Expanding the view of fisheries to include the entire value-chain shifts us away from assumptions of a male-dominated sphere, and in this issue, this is exemplified by the role of women as brokers, fish traders at local or international markets, entrepreneurs, managers, and fisheries advocates. In other words, through their direct and indirect roles, women contribute to livelihoods, communities, and fisheries at large. In Japan, for example, women in seaweed farming households create different high-quality products from seaweed, thereby increasing its value. The emphasis of the quality of their products over quantity is also branded and marketed on-line (Delaney et al. 2019). The production and marketing of fishery products often requires new skills such as using social media to identify and reach a national market to sell their products. Soejima and Frangoudes (2019) mention the diversification of household and community activities developed by entrepreneurial groups of women. Creating new products is a strategy responding to different objectives such as promoting local fish and employment, and in parallel, strengthening and revitalizing communities.

Petersen (2018) similarly looks at the role of women in the family business of fisheries, but from the geographic context of Norway.

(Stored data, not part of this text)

PR #13235, opened 2023-03-29
[snowflake-pyspark] SnowflakePySparkIOManager

jamiedemaria:
## Summary & Motivation
converts the snowflake pyspark io manager to the pythonic resource system

## How I Tested These Changes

She finds that family strategies to fishing, where a husband and wife are a team with defined roles, persist, but mostly in small-scale fisheries. By contrast, wives and daughters of fish farming households often act as professional partners, employees, owners, board members, or managers and have formal roles as shareholders of the business.

Medard et al. (2019) also examine women’s contributions to fish processing and marketing of Lake Victoria Nile Perch fisheries in Tanzania. In contrast to Delaney et al. (2019) and Pettersen’s (2018) focus on household value chain strategies, Medard et al. (2019) detail the shifting regional and global trading relationships that have benefited some women (foreign women traders from the Democratic Republic of Congo, DRC), while marginalizing others (local Tanzanian women traders and marketers). By comparing these two different groups of women, and their marketing strategies, Medard et al. (2019) illustrate interacting and enabling factors that are necessary for women to not only succeed in fish marketing, but also in consolidating their dominance of the market. These factors include access to capital to purchase larger volumes of fish, access to knowledge of market prices and fish availability, and the ability to build alliances with influential middlemen and brokers to influence network rules and regulations in their favor. While Tanzanian women struggled to make a living from the fisheries trade, a few DRC women accumulated substantial wealth and became prominent traders in the market, which men previously dominated.

Pedroza-Gutiérrez (2019) focuses on women’s entrepreneurship in the Mercado del Mar in Guadalajara and shows the involvement of Mexican women in the value chain. Women, who were previously unable to occupy leadership positions in the market, are now running small- and medium-sized trade businesses. These women are supported in these positions by family networks and have often inherited the enterprise or were financially supported by their fathers and husbands to start-up in the industry. Women have also attained top management positions in the Mercado del Mar including the position of president and the director of the association leading the market. The level to which women influence the decisions remains unknown, however, since it is usually the men who travel to the ocean landing sites to directly negotiate fish prices with fishers.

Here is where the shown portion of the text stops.